HIMSS Analytics research, in fact, found that as of 2016 HIEs had not been widely implemented for population health. 

While HIMSS Analytics is continuing to investigate how providers will leverage exchanges for such initiatives moving forward, SHIEC’s Thompson said that many HIEs are well-positioned to support pop health efforts. Same goes for MACRA, behavioral health and social determinants, he added, work that is already starting in some organizations.

HIE 3.0 coming?

In January of 2013, Micky Tripathi, CEO of the Massachusetts eHealth Collaborative, declared that the industry had entered into a bold new world of health information exchange.

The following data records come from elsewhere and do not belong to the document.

PR #2786, opened 2024-11-08
 Store public Keycloak cert in vault - part 2

### LINKED ISSUE #2740: Store public Keycloak cert in vault
### Expected Behavior

A successful Superset deployment should not rely on the presence of Keycloak and its reachability.
### Current Behavior

If Keycloak is unreachable, a Superset deployment fails due to the following config:
https://github.com/mitodl/ol-infrastructure/blob/main/src/ol_superset/pythonpath/superset_config.py#L84

### Possible Solution

Store Keycloak public cert along with other required config variables in Vault so that Keycloak reachability does not hinder Superset deployment.

Ardiea:
Part two of  / Closes #2740 

Do not merge until https://github.com/mitodl/ol-infrastructure/pull/2785 is fully deployed to all envs. 

Switch superset config to load the OIDC public key from vault rather than from key cloak. Allows this to run even if keycloak is unavailable.

### DIFF
--- a/src/ol_superset/pythonpath/superset_config.py
+++ b/src/ol_superset/pythonpath/superset_config.py
@@ -1,7 +1,5 @@
-import json
 import logging
 import os
-import urllib.request
 from ssl import CERT_OPTIONAL
 from typing import Optional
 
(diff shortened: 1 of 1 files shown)


src/ol_superset/pythonpath/superset_config.py
```diff
@@ -1,7 +1,5 @@
-import json
```
shaidar, line 1: Think there's a call to `json` in `CustomSsoSecurityManager` class

Ardiea: That is a call to the `json()` method off of ? Something? `oauth_remotes()`? There were no pre-commit grievances about removing the whole lib. And actually an insistence that it be removed.

PR #2826, opened 2024-12-05
Resize edxapp mitxonline prod workers

shaidar:

MITx Online edxapp worker prod instance seem to constantly reach their memory limits. Currently they're configured as `c6a.large` compute optimized instances which have 2 vCPUs and 4GB of RAM. This would switch them to memory optimized instances with 2 vCPUs and 8GB of RAM

### DIFF
--- a/src/ol_infrastructure/applications/edxapp/Pulumi.applications.edxapp.mitxonline.Production.yaml
+++ b/src/ol_infrastructure/applications/edxapp/Pulumi.applications.edxapp.mitxonline.Production.yaml
@@ -55,7 +55,7 @@ config:
   edxapp:framework: "earthly"
   edxapp:web_node_capacity: "9"
   edxapp:worker_node_capacity: "5"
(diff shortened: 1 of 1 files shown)


src/ol_infrastructure/applications/edxapp/Pulumi.applications.edxapp.mitxonline.Production.yaml
```diff
@@ -55,7 +55,7 @@ config:
   edxapp:framework: "earthly"
   edxapp:web_node_capacity: "9"
   edxapp:worker_node_capacity: "5"
-  edxapp:worker_instance_type: "c6a.large"
+  edxapp:worker_instance_type: "r8g.large"
```
blarghmatey, line 58: These are graviton instances so they'll be running ARM chips. I'm not sure if that will work for edX. Typically we go with the `a` class instances, such as `r7a.large`.

blarghmatey (approved):

PR #2828, opened 2024-12-05
Md/unifed ecomm

Ardiea:
https://github.com/mitodl/hq/issues/6201

- Creates / fixes applications-ci cluster
- Creates a build + publish pipeline off the main branch of the unified-ecommerce repo for the docker image needed. 
- Expands the build + publish pipeline to also deploy pulumi stacks based on things doof does with the `release` and `release-candidate` branches. 
- Fixes a small issue with James' ecommerce nodejs package publish pipeline. 
- Pulumi stack for unified-ecommerce
  - create s3 bucket for frontend deployment/hosting
  - create gh env secrets to allow gh actions to access s3 bucket
  - create fastly distrubtion pointing to s3 bucket
  - create route53 entries pointing to fastly distribution.
  - create K8S deployment, service, secrets, configmaps, ~gateway configuration~, and APISIX resources  for running the backend.
    - Automatically makes ~`api.pay-ci.ol.mit.edu`~ `api-pay-ci.ol.mit.edu` route53 entry. 
      - Need to use a wildcard because rather than `cert-manager` because `cert-manager` doesn't have full support for apisix custom resources. It is always somethin'.  

### TODO after this is merged
- Some kind of autoscaling on the k8s deployment resource.


src/ol_concourse/pipelines/libraries/unified_ecommerce_api_clients.py
```diff
@@ -65,7 +65,7 @@ def _read_script(script_name: str) -> str:
 unified_ecommerce_repository = git_repo(
     name=Identifier("unified-ecommerce"),
     uri=unified_ecommerce_repository_uri,
-    branch="release",
+    branch="main",
```
jkachel, line 68: Question about this - changing this will mean that the API clients rebuild whenever we push to `main`? I'm not sure we want to do that since `main` won't necessarily be production code.

jkachel (approved):
Looks OK to me. I have a question noted about the changes to the API client build pipeline, and one more:

For clarity - we'll have a separate branch for production deploy that we'll coordinate releases to via doof?

src/ol_concourse/pipelines/libraries/unified_ecommerce_api_clients.py
Ardiea: This is mostly because the `release` branch wasn't there when I started looking at this early last week. Seems like it should be changed back now that it is available.

PR #2851, opened 2024-12-13
UE API Client pipeline: install yarn explicitly

jkachel:

https://github.com/mitodl/hq/issues/5723

We're getting some errors in the publish step of the pipeline, mostly relating to the yarn version that comes with Node. Node ships with yarn 1.2 (yarn classic) and the client specifies yarn 4.2 (berry). So, this updates the publish step script to enable Corepack, which then enables using the yarn version specified in the `package.json`. 

This also updates the publish command since it's changed in yarn berry.

### How can this be tested?

dunno but this seemed to work just running it manually outside the pipeline (other than publishing, because I didn't want to publish it for real). 

### Additional Context

`yarn npm publish` doesn't give you a way to specify the version, so I think it comes out of the package manifest. It will also default to setting the tag to `latest`.


jkachel:
Probably worth noting: the `open-api-clients` pipeline has been failing for the same reason. Since the UE client build was a cut-and-paste, it suffers from the same issue. Once this is worked out, then these changes specifically should also be applied over there.

feoh (approved):

PR #4509, opened 2026-04-17
Make STS header last longer

ChristopherChudzicki:
Related to
- https://github.com/mitodl/hq/issues/10971

This PR increases expiration age on the [Strict Transport Security](https://developer.mozilla.org/en-US/docs/Web/HTTP/Reference/Headers/Strict-Transport-Security) header, which instructors browsers to redirect HTTP to HTTPS automatically on future visits. Currently we do this for 5 minutes, but it would be good to have this set longer. 

Especially since a large chunk of our traffic is HTTP -> HTTPS redirects, something like 10-20%.
```sh
# synthetic responses... almost all 301 redirects
 curl -s -u "105204:${GRAFANA_TOKEN}" \
    "https://logs-prod-us-central1.grafana.net/loki/api/v1/query" \
    --data-urlencode 'query=sum by (response_status) (count_over_time({service="fastly",application="mit-learn"} | json | environment="production" |
  url=~"^/$" | response_state="HIT-SYNTH" [24h]))' \
    | jq '.data.result'

# total response count
  curl -s -u "105204:${GRAFANA_TOKEN}" \
    "https://logs-prod-us-central1.grafana.net/loki/api/v1/query" \
    --data-urlencode 'query=sum(count_over_time({service="fastly",application="mit-learn"} | json | environment="production" | url=~"^/$" [24h]))' \
    | jq '.data.result'
```

### How can this be tested?
Unsure


src/ol_infrastructure/applications/mit_learn/__main__.py
```diff
@@ -920,7 +920,7 @@
             action="set",
             destination="http.Strict-Transport-Security",
             name="Generated by force TLS and enable HSTS",
-            source='"max-age=300"',
+            source='"max-age=31536000"',
```
ChristopherChudzicki, line 923: we could add `[includeSubDomains](https://developer.mozilla.org/en- US/docs/Web/HTTP/Reference/Headers/Strict-Transport-Security#includesubdomains)`, too, probably? But the only subdomain we hit is api.learn.mit.edu, and we're hitting that ourselves, so should already be https

**Question 1:** Should we add includeSubDomains?

**Question 2:** All our other STS header max ages are set at 300 seconds, too. OCW similarly has about 10% HIT-Syntehtic (at least on the homepage). Any objection to setting the others to longer?

blarghmatey: I think we can leave out the include subdomains for now, though it should be harmless since we serve everything over HTTPS. 

I do think that extending the lifetime across our Fastly distributions is worthwhile.

blarghmatey (approved):

src/ol_infrastructure/applications/mit_learn/__main__.py
feoh: When I asked Claude about the implications of this change, its reply left me rather concerned.

Can you help me understand how this *doesn't* open us up to man in the middle and other attacks?

Claude's response:

https://claude.ai/share/89ecadf6-ce94-4ad2-8e5d-c487eac81f4d

ChristopherChudzicki: _Note: This improves MITM defenses because it eliminates a small subset of HTTP requests. The risk Claude mentioned to you is an operational failure mode. (See below.)_

I also had not heard of this header before, btw, until embarking on this quest. I think it's best understood with an example. Should probably have included this or something like it in the PR description...

1. User types http://learn.mit.edu (or follows a plain http link)
2. Fastly returns 301 redirect → https://learn.mit.edu
3. Browser retries over HTTPS
4. Fastly returns the HTTPS response with the HSTS header, which the browser now caches for `max-age`[^1]
5. **From then on** (up to `max-age`), any http://learn.mit.edu URL the browser encounters is rewritten to https:// client-side. The rewrite happens **without network requests**.
    - currently, this is only happening for 5 minutes, which is basically useless. If a user retries http://learn.mit.edu an hour later, they go through the whole redirect shenanigans again, 2 round trips to fastly instead of 1.

[^1]: The 301 response to the original http request actually includes the HSTS header also, but browsers won't honor it since it was returned over HTTP.

**The Risk:** The operational risk... is what happens if HTTPS breaks for our site? E.g., an expired certificate.
- Without HSTS (or with short-lived HSTS): users see a browser warning akin to ":warning: Your connection is insecure". Users *can* click through that if they want to.
- With (long) HSTS: The site is broken, period[^2]. Users cannot click through the insecure warning.

[^2]: Well, not quite. Power users can clear the HSTS list. E.g., in chrome via chrome://net-internals/#hsts

**Suggestion:** My understanding is that (A) our certificate renewal is pretty well automated and (B) "your connection is insecure" is a pretty crappy failure mode anyway. So I think ramping up to 1 year directly seems OK. 

**Mentioning for interest:** There is actually a bit farther we could go in enforcing HTTPS:
-  the `includeSubDomains` mentioned earlier is one option—that forces HTTPS on all subdomains, too
- the HSTS preload list... See https://hstspreload.org/ Basically, this is a list of guaranteed HTTPS sites maintained by Chromium project. Browser makers then hardcode that list of sites into new browser versions, and you get automatic client side redirects on the very first HTTP request, no 301 redirect required.
    - requires `includeSubDomains` and `max-age` at least one year

feoh: Ha! And tobias approved an hour ago. Thanks for the extra digging Chris! Very interesting and useful.

feoh (approved):

PR #4598, opened 2026-05-05
config: Toggle the olapps email theme to use keycloakify

blarghmatey:
https://github.com/mitodl/hq/issues/8794

Toggles on the keycloakify emails in production

### How can this be tested?

This is already set up on QA


pdpinch (approved):
LGTM! 

I approve this decision, but I have no idea if the syntax is correct.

That would be HIE 2.0. The second generation is built on modern technologies, including cloud services, mHealth apps and IoT devices, inexpensive storage and broadband connectivity and adjusted market expectations wherein consumers and caregivers demand electronic access to their records, not to mention the ability to share that data among providers.

Thompson said that the next generation of exchanges, call it HIE 3.0, will harness that IT infrastructure to integrate social determinants and behavioral health into medical data within EHRs, and HIEs are best-positioned to accomplish that.

They will also be able to support information aggregations that combine clinical quality elements with payer data to help hospitals and insurers more effectively associate quality with cost and, in turn, to make that value more transparent to those buying and delivering care services. Thompson added that such work will then enable HIEs to understand and analyze the data they have in new ways.

“We’re on the frontier,” Thompson said. “HIE 3.0 will engage with patients. That takes a level of trust that is less about technology than it is about people and process and building networks of trust between individuals.”